Stop after the line that contains "Following the instructions"; until then, restate each line of the entries word for word from the very first.

Material for this exercise »
|---|

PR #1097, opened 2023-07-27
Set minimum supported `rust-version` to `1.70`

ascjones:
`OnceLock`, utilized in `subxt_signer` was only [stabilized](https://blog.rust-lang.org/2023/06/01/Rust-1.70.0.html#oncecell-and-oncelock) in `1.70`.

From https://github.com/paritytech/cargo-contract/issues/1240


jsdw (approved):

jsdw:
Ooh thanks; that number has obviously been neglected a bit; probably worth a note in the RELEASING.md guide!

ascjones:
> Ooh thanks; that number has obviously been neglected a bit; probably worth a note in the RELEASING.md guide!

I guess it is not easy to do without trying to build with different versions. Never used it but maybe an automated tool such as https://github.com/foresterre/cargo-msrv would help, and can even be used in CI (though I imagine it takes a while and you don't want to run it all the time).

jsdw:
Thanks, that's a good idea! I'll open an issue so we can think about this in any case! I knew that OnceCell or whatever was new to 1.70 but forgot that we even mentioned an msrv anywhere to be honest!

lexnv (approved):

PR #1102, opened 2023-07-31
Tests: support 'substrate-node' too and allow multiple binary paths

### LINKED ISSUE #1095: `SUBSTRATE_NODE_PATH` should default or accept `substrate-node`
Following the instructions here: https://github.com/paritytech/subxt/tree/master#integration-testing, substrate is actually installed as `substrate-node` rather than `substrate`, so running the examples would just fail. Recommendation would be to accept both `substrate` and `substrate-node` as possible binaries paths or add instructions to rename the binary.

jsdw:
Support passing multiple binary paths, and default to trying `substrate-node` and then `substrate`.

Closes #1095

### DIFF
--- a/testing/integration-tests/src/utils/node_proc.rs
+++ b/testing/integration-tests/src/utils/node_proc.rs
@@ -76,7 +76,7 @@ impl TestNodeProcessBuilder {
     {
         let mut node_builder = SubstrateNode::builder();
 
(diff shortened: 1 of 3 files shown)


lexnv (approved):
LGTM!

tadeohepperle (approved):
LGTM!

|---|

Answer for the task »
PR #1097, opened 2023-07-27
Set minimum supported `rust-version` to `1.70`

ascjones:
`OnceLock`, utilized in `subxt_signer` was only [stabilized](https://blog.rust-lang.org/2023/06/01/Rust-1.70.0.html#oncecell-and-oncelock) in `1.70`.

From https://github.com/paritytech/cargo-contract/issues/1240


jsdw (approved):

jsdw:
Ooh thanks; that number has obviously been neglected a bit; probably worth a note in the RELEASING.md guide!

ascjones:
> Ooh thanks; that number has obviously been neglected a bit; probably worth a note in the RELEASING.md guide!

I guess it is not easy to do without trying to build with different versions. Never used it but maybe an automated tool such as https://github.com/foresterre/cargo-msrv would help, and can even be used in CI (though I imagine it takes a while and you don't want to run it all the time).

jsdw:
Thanks, that's a good idea! I'll open an issue so we can think about this in any case! I knew that OnceCell or whatever was new to 1.70 but forgot that we even mentioned an msrv anywhere to be honest!

lexnv (approved):

PR #1102, opened 2023-07-31
Tests: support 'substrate-node' too and allow multiple binary paths

### LINKED ISSUE #1095: `SUBSTRATE_NODE_PATH` should default or accept `substrate-node`
Following the instructions here: https://github.com/paritytech/subxt/tree/master#integration-testing, substrate is actually installed as `substrate-node` rather than `substrate`, so running the examples would just fail. Recommendation would be to accept both `substrate` and `substrate-node` as possible binaries paths or add instructions to rename the binary.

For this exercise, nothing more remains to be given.